To Ty tworzysz swój przepływ informacji. Serio, jeżeli pragniesz informacji motywujących, inspirujących to takie facebook Ci wybiera (pod warunkiem, że je lajkujesz i udostępniasz). Dlaczego? Bo im zależy, żebyś jak najwięcej czasu spędzał na tym portalu. Naprawdę mają w dupie czy oglądasz pieski koleżanki, czy film o tym jak osiągnąć sukces. Masz tam być, kliknąć w reklamy – to ich jedyny cel.
Dlatego jeżeli wyświetlają Ci się informacje o imprezach, o tym kto wczoraj był pijany to oznacza, że tego chcesz. Tak, tylko tyle.
Facebook sam w sobie nie jest ani dobry, ani zły. Tak samo jak nóż. Możesz nim pokroić chleb, a możesz kogoś zabić. Wszystko zależy od tego jak korzystasz z narzędzi.
Zasady efektywnego używania facebooka
Wiele osób traci na tym portalu czas. Mi również się zdarza. Jeżeli chcesz nad tym zapanować, albo chociaż trochę poprawić to zastosuj się do pewnych zasad. Od razu uprzedzam – stosowanie się do nich nie musi być wygodne. Zwłaszcza na początku.

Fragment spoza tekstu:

PR #419, opened 2025-03-18
chore: migrate dag to cmp.Ordered

jakobmoellerdev:
allows usage of the DAG with potentially other data types if used as a library.
This is useful if dependency graphs are used for vertexes other than strings (e.g. ints which are used as identities or hashes).

I know this doesn't really benefit KROs internal use directly but it should not harm it either and opens up potential for reuse.

### DIFF
--- a/pkg/graph/dag/dag.go
+++ b/pkg/graph/dag/dag.go
@@ -17,10 +17,10 @@ import (
 	"cmp"
 	"errors"
 	"fmt"
+	"maps"
+	"slices"
 	"sort"
 	"strings"
-
-	"golang.org/x/exp/maps"
 )
 
 // Vertex represents a node/vertex in a directed acyclic graph.
@@ -37,7 +37,7 @@ type Vertex[T cmp.Ordered] struct {
 func (v Vertex[T]) String() string {
 	var builder strings.Builder
 	builder.Grow(len(v.DependsOn))
-	for i, s := range maps.Keys(v.DependsOn) {
+	for i, s := range slices.Collect(maps.Keys(v.DependsOn)) {
 		builder.WriteString(fmt.Sprintf("%v", s))
 		if i < len(v.DependsOn)-1 {
 			builder.WriteString(",")
--- a/pkg/graph/dag/dag.go
+++ b/pkg/graph/dag/dag.go
@@ -14,6 +14,7 @@
 package dag
 
 import (
+	"cmp"
 	"errors"
 	"fmt"
 	"sort"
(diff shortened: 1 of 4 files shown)


pkg/graph/dag/dag.go
```diff
@@ -23,62 +24,75 @@ import (
...
-	dependsOn := strings.Join(maps.Keys(v.DependsOn), ",")
-	return fmt.Sprintf("Vertex[ID: %s, Order: %d, DependsOn: %s]", v.ID, v.Order, dependsOn)
+func (v Vertex[T]) String() string {
+	var builder strings.Builder
+	for i, s := range maps.Keys(v.DependsOn) {
+		builder.WriteString(fmt.Sprintf("%v", s))
+		if i < len(v.DependsOn)-1 {
+			builder.WriteString(",")
+		}
+	}
```
a-hilaly: Not sure how different this is from just using `strings.Join(maps.Keys(v.DependsOn), ",")`

pkg/graph/dag/dag.go
```diff
@@ -23,62 +24,75 @@ import (
...
-	return strings.Join(cycle, " -> ")
+func formatCycle[T cmp.Ordered](cycle []T) string {
+	var builder strings.Builder
+	for i, s := range cycle {
+		builder.WriteString(fmt.Sprintf("%v", s))
+		if i < len(cycle)-1 {
+			builder.WriteString(" -> ")
+		}
+	}
+	return builder.String()
```
a-hilaly: Same comment as above

pkg/graph/dag/dag.go
a-hilaly: The only thing i could think of is performance, but looks like `strings.Join` uses `strings.Builder` under the hood https://cs.opensource.google/go/go/+/refs/tags/go1.24.1:src/strings/strings.go;l=481-513

a-hilaly (commented):
Thanks a lot @jakobmoellerdev ! left a few comments inline.

cc @justinsb thoughts on this change?

pkg/graph/dag/dag.go
jakobmoellerdev: I was concerned about that too. I didnt want to compare the entire slice to strings so Thats why I ended up with the builder. I adopted the Growing of the Builder capacity from strings.Join now to avoid additional allocs like in the stdlib function

n3wscott (approved):
LGTM, with fun generics!

a-hilaly:
Thanks @jakobmoellerdev !

PR #508, opened 2025-04-16
fix: change dynamic controller resync period unit from hours to seconds

a-hilaly:
change the dynamic controller resync period unit from hours to seconds, allowing users to
configure much more frequent resyncs when needed for sensitive applications.


rushmash91 (approved):
Excited for `v0.2.3` 🚀

PR #512, opened 2025-04-16
fix: evaluate includeWhen before static expressions in runtime

michaelhtm:
Description of changes:
These changes address the failures that happen when the
controller attempts to evaluate a static expression that the
user does not want to include, with includeWhen expression 
evaluating to false.


a-hilaly (dismissed):
Dankeshoen herr Michael!

a-hilaly (dismissed):

a-hilaly (approved):
Thanks @michaelhtm !

PR #515, opened 2025-04-17
Implement validating admission policies

gfrey:
This uses the prepared `Validation` field of the RGD to enable validating admission policies. Changed the type from `[]string` to `[]Validation` to support custom messages.

NOTE: Documentation is missing, but I'm unsure where to put it.

### DIFF
--- a/api/v1alpha1/types.go
+++ b/api/v1alpha1/types.go
@@ -78,8 +78,7 @@ type Schema struct {
 	Status runtime.RawExtension `json:"status,omitempty"`
 	// Validation is a list of validation rules that are applied to the
 	// resourcegraphdefinition.
-	// Not implemented yet.
-	Validation []string `json:"validation,omitempty"`
+	Validation []Validation `json:"validation,omitempty"`
 }
 
 type Validation struct {
--- a/api/v1alpha1/zz_generated.deepcopy.go
+++ b/api/v1alpha1/zz_generated.deepcopy.go
@@ -236,7 +236,7 @@ func (in *Schema) DeepCopyInto(out *Schema) {
 	in.Status.DeepCopyInto(&out.Status)
 	if in.Validation != nil {
 		in, out := &in.Validation, &out.Validation
-		*out = make([]string, len(*in))
+		*out = make([]Validation, len(*in))
 		copy(*out, *in)
 	}
 }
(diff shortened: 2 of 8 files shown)


api/v1alpha1/types.go
```diff
@@ -78,8 +78,7 @@ type Schema struct {
 	Status runtime.RawExtension `json:"status,omitempty"`
 	// Validation is a list of validation rules that are applied to the
 	// resourcegraphdefinition.
-	// Not implemented yet.
-	Validation []string `json:"validation,omitempty"`
+	Validation []Validation `json:"validation,omitempty"`
```
a-hilaly, line 81: Even thought this is technically a breaking change, this field was never documented nor used for anything in the past. So i'm ok with making this change to move fast.

thoughts @matthchr @barney-s ?

barney-s: Agreed

barney-s:
LGTM.
@gfrey Would it be possible to add a few tests. 
And for doc we can add it here: 
https://github.com/kro-run/kro/blob/main/website/docs/docs/concepts/00-resource-group-definitions.md#understanding-the-schema

gfrey:
@barney-s I added a test and at least an example on how to use it.
I really struggled with the test. The current implementation makes sure that the policy is properly captured in the schema. But that's it. I was wondering whether this policy can be validated itself. Would be nice to get an error when pushing the RGD, if an unknown field is used in such a policy. But I would need some guidance on how to implement something like this.

barney-s:
> I really struggled with the test.

Do you think the e2e-tests outlined in this PR #290 help define more robust tests for this use-case ? 
If so leave a comment in that PR.

barney-s (approved):

barney-s:
@gfrey  - did you not want to merge this change ?

gfrey:
@barney-s I'm not sure what happened here. The commits are on the main branch. Apparently [merged by you](https://github.com/kro-run/kro/commit/62d43461c64d038c63bfcf34715a0a2dc9cd62ed). :shrug: Thank you!

gfrey:
> > I really struggled with the test.
> 
> Do you think the e2e-tests outlined in this PR #290 help define more robust tests for this use-case ? If so leave a comment in that PR.

@barney-s I think the test is good enough for the feature I added. It makes sure that the policy is added in the right location.  The only thing I would change is the test location. Should be on a separate function. Would you think we should have an integration test to make sure K8s doesn't break the way these are handled?
I will then create a separate PR moving the test and potentially adding a e2e test, if deemed necessary.

PR #517, opened 2025-04-18
Fix required marker value handling

gfrey:
It will now check the values and handle them accordingly. The truthy values are "true", "yes", and "1". The supported falsey values are "false" and "no".

Any other value will return an error.

### DIFF
--- a/pkg/simpleschema/transform.go
+++ b/pkg/simpleschema/transform.go
@@ -206,11 +206,21 @@ func (tf *transformer) handleSliceType(key, fieldType string) (*extv1.JSONSchema
 }
 
 func (tf *transformer) applyMarkers(schema *extv1.JSONSchemaProps, markers []*Marker, key string, parentSchema *extv1.JSONSchemaProps) error {
+	truthyValues := []string{"yes", "true", "1"}
+	falseyValues := []string{"no", "false"}
+
 	for _, marker := range markers {
 		switch marker.MarkerType {
 		case MarkerTypeRequired:
-			if parentSchema != nil {
+			switch {
+			case parentSchema == nil:
+				return fmt.Errorf("required marker can't be applied; parent schema is nil")
+			case slices.Contains(truthyValues, marker.Value):
 				parentSchema.Required = append(parentSchema.Required, key)
+			case slices.Contains(falseyValues, marker.Value):
+				// ignore
+			default:
+				return fmt.Errorf("unsupported required marker value: %s", marker.Value)
 			}
 		case MarkerTypeDefault:
 			var defaultValue []byte
--- a/pkg/simpleschema/transform.go
+++ b/pkg/simpleschema/transform.go
@@ -16,6 +16,7 @@ package simpleschema
 
 import (
 	"fmt"
+	"slices"
 	"strconv"
 	"strings"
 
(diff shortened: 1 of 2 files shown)


pkg/simpleschema/transform.go
```diff
@@ -189,11 +190,21 @@ func (tf *transformer) handleSliceType(key, fieldType string) (*extv1.JSONSchema
 }
 
 func (tf *transformer) applyMarkers(schema *extv1.JSONSchemaProps, markers []*Marker, key string, parentSchema *extv1.JSONSchemaProps) error {
+	truthyValues := []string{"yes", "true", "1"}
+	falseyValues := []string{"no", "false"}
```
a-hilaly: How about using `strconv.HasBool` https://pkg.go.dev/strconv#ParseBool

a-hilaly (commented):
Thanks Gereon, i left a comment below

pkg/simpleschema/transform.go
gfrey: I like; prevents all discussion about new values.

gfrey:
@a-hilaly Looking at the failed CI run above, I noticed that it fails, because the expected and gotten lists of required values have different order. Should I move the test to a separate function that is not using DeepEqual, or is there a different way to make the test stable?

gfrey:
I've added a dedicated test for the required marker value handling.

a-hilaly (approved):
Thank you!

michaelhtm:
I have a question: Should required just be a standalone value? if it's missing it implies the field is not required, if present we assume it is required, without necessarily needing to have `true` or `false`...

a-hilaly:
>I have a question: Should required just be a standalone value? if it's missing it implies the field is not required, if present we assume it is required, without necessarily needing to have true or false...

@michaelhtm  Currently, markers are expected to be in the form `a=b` where `a` is the marker name and `b` is the marker value. We could consider standlone value where users could do something like `string | required default=1`, however this makes the parsing much more complex, and will probably need to token/syntax-aware

gfrey:
> > I have a question: Should required just be a standalone value? if it's missing it implies the field is not required, if present we assume it is required, without necessarily needing to have true or false...
> 
> @michaelhtm Currently, markers are expected to be in the form `a=b` where `a` is the marker name and `b` is the marker value. We could consider standlone value where users could do something like `string | required default=1`, however this makes the parsing much more complex, and will probably need to token/syntax-aware

At some point I had modified the parser to make that happen. The change wasn't too crazy. I dismissed the approach as I wasn't sure how well the subsequent code would handle Markers with empty string values. The original code was lost, but I recreated it from what I remembered and pushed it to https://github.com/gfrey/kro/commit/3d40980d7682c3b05c6bd04da2fa06a17311b3ca. Would certainly need polish.

gfrey:
@a-hilaly @michaelhtm What do you think? Is this something to add to this PR?

gfrey:
Fixed a merge conflict with the force push.

gfrey:
Fixes #569

barney-s:
would you please rebase and fix the presubmit issue @gfrey

gfrey:
@barney-s done; should've caught that one on last push. Sorry!

a-hilaly:
Thank you @gfrey !

a-hilaly (approved):
Thank you 👍

PR #525, opened 2025-04-25
feat: KRO optionals

fabianburth:
**What this PR does**
Currently, currently it is not possible to reference status fields that are part of dynamic values in cel expressions. Details in the slack discussion [here](https://kubernetes.slack.com/archives/C081TMY9D6Y/p1743696445370789). This PR resolves this by introducing CEL optionals into KRO.


jakobmoellerdev:
@a-hilaly I think you mentioned that the implications on how we are now waiting for optionals should be mentioned in docs. If you can give a hint here on where this could go, I can add proper documentation.

jakobmoellerdev:
looks like int tests are failing, looking at this early next week again.

Edit: Ran the tests locally a few times and they ran through, either we just hit the timeout by chance or theres a flake in here. (maybe in the random selection of generated values from the emulator, gotta see in detail)

jakobmoellerdev:
@a-hilaly We would need a reapprove of the tests here, just doing a rebase for now

jakobmoellerdev:
Found the flake. an array without any type definition gets rejected by the emulator. That got me to think that its probably not a good idea to generate an explicit type definition. In JSON Scheme we can declare a type that is allowing anything as an empty JSON Scheme item. We can return that in the conversion and then return a random value that is generated in the emulator and will always pass.

pkg/cel/ast/inspector_test.go
```diff
@@ -300,6 +300,15 @@ func TestInspector_InspectionResults(t *testing.T) {
 				{Name: "validate"},
 			},
 		},
+		{
+			name:       "simple optional check",
+			resources:  []string{"bucket"},
+			expression: `bucket.?spec.name == "my-bucket"`,
```
jpbetz, line 306: I was expecting `bucket.?spec.name == optional.Of("mybucket")`

pkg/cel/conversions.go
```diff
@@ -45,6 +45,15 @@ func GoNativeType(v ref.Val) (interface{}, error) {
...
 		return v.ConvertToNative(reflect.TypeOf(map[string]interface{}{}))
+	case types.OptionalType:
+		opt := v.(*types.Optional)
+		if opt.HasValue() {
+			return GoNativeType(opt.GetValue())
+		}
+		// this looks weird, but it is the easiest way to get any generic value
+		// that conforms to interface
+		var i interface{}
+		return &i, nil
```
jpbetz: It looks like `GoNativeType` is quite similar to `v.Value()` (this addition is similar to https://github.com/google/cel-go/blob/8890f56dd657d3f4746ad1c53f55b65574457d29/common/types/optional.go#L114)

Can `GoNativeType` leverage or be replaced by `v.Value()` ?

pkg/cel/environment.go
```diff
@@ -54,6 +54,7 @@ func DefaultEnvironment(options ...EnvOption) (*cel.Env, error) {
 	declarations := []cel.EnvOption{
 		ext.Lists(),
 		ext.Strings(),
+		cel.OptionalTypes(),
```
jpbetz, line 57: Just FYI that Kubernetes has a well defined and versioned, environment that includes options settings and libraries:

xref: https://github.com/kubernetes/kubernetes/blob/9549613361f1c6f82b133a24f9badc70d8caff9d/staging/src/k8s.io/apiserver/pkg/cel/environment/base.go#L232, https://github.com/kubernetes/kubernetes/blob/master/staging/src/k8s.io/apiserver/pkg/cel/environment/base.go#L62-L186

jpbetz: If you like our libraries and CEL option choices, you could leverage this and avoid having to maintain it yourselves.

pkg/cel/ast/inspector.go
```diff
@@ -522,6 +522,7 @@ func isInternalIdentifier(name string) bool {
 
 func isInternalFunction(name string) bool {
 	internalFunctions := map[string]bool{
+		"_?._":    true,
```
jpbetz: Is this to ensure CEL doesn't leak new operations in without your knowledge?

pkg/cel/conversions.go
jpbetz: Loosely related-

I realize that his conversion code is to get values OUT of CEL.  But I wanted to mention that  Kubernetes has `UnstructuredToVal` and `TypedToVal` utilities under https://github.com/kubernetes/kubernetes/tree/master/staging/src/k8s.io/apiserver/pkg/cel/common to make it easier to get Kuberentes flavored objects IN to CEL.

jpbetz (approved):

jakobmoellerdev:
I suggest this doesnt get merged without a dedicated integration test. WDYT guys?

pkg/cel/conversions.go
jakobmoellerdev: I will check on if we can replace the value method. On first glance it looks it could be reused but there are some special cases such as `Null`:

```
// Value implements ref.Val.Value.
func (n Null) Value() any {
	return structpb.NullValue_NULL_VALUE
}
```

this looks very different to how we handle it. Not saying it couldnt be used, but that would likely lead to a much larger changeset. Open to if we want to change this here.

pkg/cel/environment.go
jakobmoellerdev: While in general we can take a look at this, ultimately KRO has opinionation on the CEL syntax it supports so I would hope that we have a controlled subset (not all options) to enable our lib. 

For now I didn't feel the need to extend this but maybe using the k8s version from upstream is eventually beneficial? Im torn on this, happy to hear other thoughts

pkg/cel/ast/inspector.go
jakobmoellerdev: AFAIK yes. This is mainly because certain functions have implications on the dependency graph (such as optionals only being available at runtime). However there were attempts to get rid of this already: https://github.com/kro-run/kro/pull/528

pkg/cel/ast/inspector_test.go
jakobmoellerdev: isn't the `?` a specifier for an optional value while "my-bucket" could be anything? I would expect that because we have an equality comparison, the "right side" does not matter in how its terminated. Basically here Im checking:

"Is (value or null) equal to my-bucket", and youre suggesting "Is (value or null) equal to (my-bucket or null)". I believe for this Test I always have the value, so that wouldnt be needed

pkg/cel/conversions.go
jakobmoellerdev: On a side note, is there any way we can return a "any type" in kubernetes JSON Schema? Ideally i would like to return a nil value that resolves to an empty json scheme property. but this gets rejected with

```
CustomResourceDefinition.apiextensions.k8s.io "deploymentservices.kro.run" is invalid: spec.validation.openAPIV3Schema.properties[status].properties[optionalUnavailable].type: Required value: must not be empty for specified object fields
```

I would like to be able to do this because for optional values, KRO / we are not able to determine a correct type so it must be a catch all definition that can then be used in the CRD

jakobmoellerdev: I changed to v.Value() now for this instance as I believe I made it backwards compatible, but there are other usages of GoNativeType that I didnt touch. @a-hilaly what is our stance on GoNativeType in general?

jakobmoellerdev:
I now did the change corresponding to what I think should happen: The schema now generates an empty type definition with XPreserveUnknownFields that has no type defined so it can either be a primitive or an object. Additionally, I changed the emulator to return a nil value instead of randomizing gibberish. Last but not least I now added 2 fields in the integration test for deployment controller to proof the working optional fields.

jakobmoellerdev:
@a-hilaly I believe this one is ready for a review on the approach. Since we went over a few ideas, I would kindly ask you to read a little into the conversation above as well. 

Thanks again!

barney-s:
It would help to clarify the behavioral goals of optional fields. 

If the intent is to allow using dynamic (not well defined static types in CRD) path in RGD and WAIT/BLOCK on that field, to the best of my knowledge Optional would not cut it. It allows you to use dynamic paths, but would not WAIT for it. 

If the intent is to allow using dynamic paths and dont depend on the values it returns (null) then this is ok. 

I do see value in optionals, but it seems like it might trip up novices. 

Related Bug: https://github.com/kro-run/kro/issues/535

jakobmoellerdev:
IMO Optionals in CEL allow:
- Schemaless Access to fields or subobjects within a CRD that is otherwise strongly typed, under the condition that it is not required for a Schema to be resolved. Think of an "x-embedded-resource" case in which the schema is not yet known in advance. Of course as you mentioned this is not WAIT/BLOCK, because why should it block if its optional? For me the semantic meaning is sound.
- Dynamically specifying status fields that are not a MUST for a successful instance reconciliation (think of a status field that has purely informational character and is not always present)

> If the intent is to allow using dynamic paths and dont depend on the values it returns (null) then this is ok.

I think this is acceptable considering that and optional field should specify a zero-value that is reasonably representative of "not having a value" => null.

The fact that most novices won't know the entirety of CEL will likely make the point about fresh users a bit strange, as it is very rare to get someone that understands how a CEL optional works and can use it but will get surprised on the effects in the RGD.

Happy to hear your thoughts!

jakobmoellerdev:
@barney-s whats your stance on the above? Do you mind giving a quick update here?

a-hilaly:
thank you @fabianburth @jakobmoellerdev and @gfrey !

Ashish7812:
@fabianburth and @jakobmoellerdev  Can you add some documentation on the usage in the https://kro.run/ website? May be an example.

I created an issue https://github.com/kro-run/kro/issues/568 and Can I use the CEL optionals to fix the issue?

jakobmoellerdev:
of course, ill create a small doc addition as PR

PR #528, opened 2025-04-26
Use CEL env's HasFunction method

gfrey:
Instead of maintaining a list of known functions, let's ask the env.

The test contains a copy of the previous list, just to make sure, this doesn't break anything. Note that the collection functions are not functions but macros.

### DIFF
--- a/pkg/cel/ast/inspector.go
+++ b/pkg/cel/ast/inspector.go
@@ -256,7 +256,7 @@ func (a *Inspector) inspectCall(call *exprpb.Expr_Call, currentPath string) Expr
 		inspection.FunctionCalls = append(inspection.FunctionCalls, FunctionCall{
 			Name: fmt.Sprintf("%s.%s", a.exprToString(call.Target), call.Function),
 		})
-	} else if !isInternalFunction(call.Function) {
+	} else if !a.env.HasFunction(call.Function) {
 		// This is an unknown function, but not an internal one
 		inspection.UnknownFunctions = append(inspection.UnknownFunctions, UnknownFunction{Name: call.Function})
 	}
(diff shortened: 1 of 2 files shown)


pkg/cel/ast/inspector.go
```diff
@@ -256,7 +256,7 @@ func (a *Inspector) inspectCall(call *exprpb.Expr_Call, currentPath string) Expr
 		inspection.FunctionCalls = append(inspection.FunctionCalls, FunctionCall{
 			Name: fmt.Sprintf("%s.%s", a.exprToString(call.Target), call.Function),
 		})
-	} else if !isInternalFunction(call.Function) {
+	} else if !a.env.HasFunction(call.Function) {
```
barney-s, line 259: Would this also cover the function added via #506 ?

gfrey: Yes! The test below has `random.seededString` in the list of tested functions.

jakobmoellerdev, line 259: This should imo not be merged unless we have support for optionals as it can lead to side effects for functions which are not properly interpreted with kros cel support. Example is in https://github.com/kro-run/kro/pull/525

matthchr (approved):

pkg/cel/ast/inspector.go
a-hilaly: Are you concerned about backward compatibility. FYI, we are planning to add optionals support :)

a-hilaly:
@jakobmoellerdev we merged this if you still think this is gonna be an issue can you please reach out on slack or file a github issue :)

pkg/cel/ast/inspector.go
jakobmoellerdev: I was concerned that now Optional functions are allowed but Optional Support is not yet present. I think its fine if we add optionals support as discussed :)

PR #529, opened 2025-04-26
Move validating admission policy test

gfrey:
This sub-test (created in #515 doesn't belong to the DependencyValidation test. As there is no better place, move it to a separate function for testing the created OpenAPISchema.


barney-s (approved):

a-hilaly (approved):
👍

PR #534, opened 2025-05-01
chore: wrap RGD compile errors

michaelhtm:
**Description of changes:**
These changes introduce error wrapping during RGD building. 
Currently if there is any error in RGD, it is returned immediately. 
When we introduce a CLI, we want to be able to see all the errors 
in the RGD at once, instead of needing to run the `validate` command 
multiple times for every single error in the RGD.


barney-s:
@DhairyaMajmudar  Please review this PR. It seems to be similar to the one you are proposing in #563

a-hilaly:
@michaelhtm can you please take alook at https://github.com/kubernetes-sigs/kro/pull/654 and share if it's solving the same problem you tried to address?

Kluczowe zasady według mnie to:
Usuń niepotrzebnych znajomych – przez niepotrzebnych znajomych (którzy dla Ciebie nic nie znaczą) w swoich aktualnościach widzisz wiele nieznaczących informacji. I masa tego syfu, może przykryć naprawdę ważne informacje, od osób, które są dla Ciebie ważne.
Zablokuj znajomych, których „wypada” mieć – głupio jednak usuwać znajomych z pracy. W takich przypadkach wykonaj w stosunku do każdej z tych osób dwie czynności. Pierwsza – zablokuj powiadomienia od niej w aktualnościach. Druga – bądź dla niej niedostępny na czacie.
Nie wchodź na facebooka w czasie pracy – łatwiej powiedzieć niż zrobić. Jednak jeżeli twoja praca nie wiąże się w żaden sposób z social media, to możesz to wykonać. Wystarczy, że zablokujesz dostęp do strony jakąś wtyczką.
Określ cel, intencję – zanim wejdziesz na najpopularniejszy portal społecznościowy to zadaj sobie pytanie „po co to robię”. Z reguły sprawdzenie statusów znajomych nic nie zmieni w twoim życiu (jeżeli jest inaczej to oświeć mnie w komentarzu).
Kilka rad, które uczynią korzystanie z facebooka bardziej produktywnym (a w dłuższym czasie również przyjemniejszym). Stosując się do nich przestaniesz mordować swój czas, a zaczniesz go przeznaczać na to co daje dużo większe znaczenie twojemu życiu.
A Ty co uważasz o facebooku? warto spędzać na nim czas, czy lepiej pozbyć się tam konta jak najszybciej? Jak spędzać czas na facebooku produktywnie, by nie stracić na niego życia?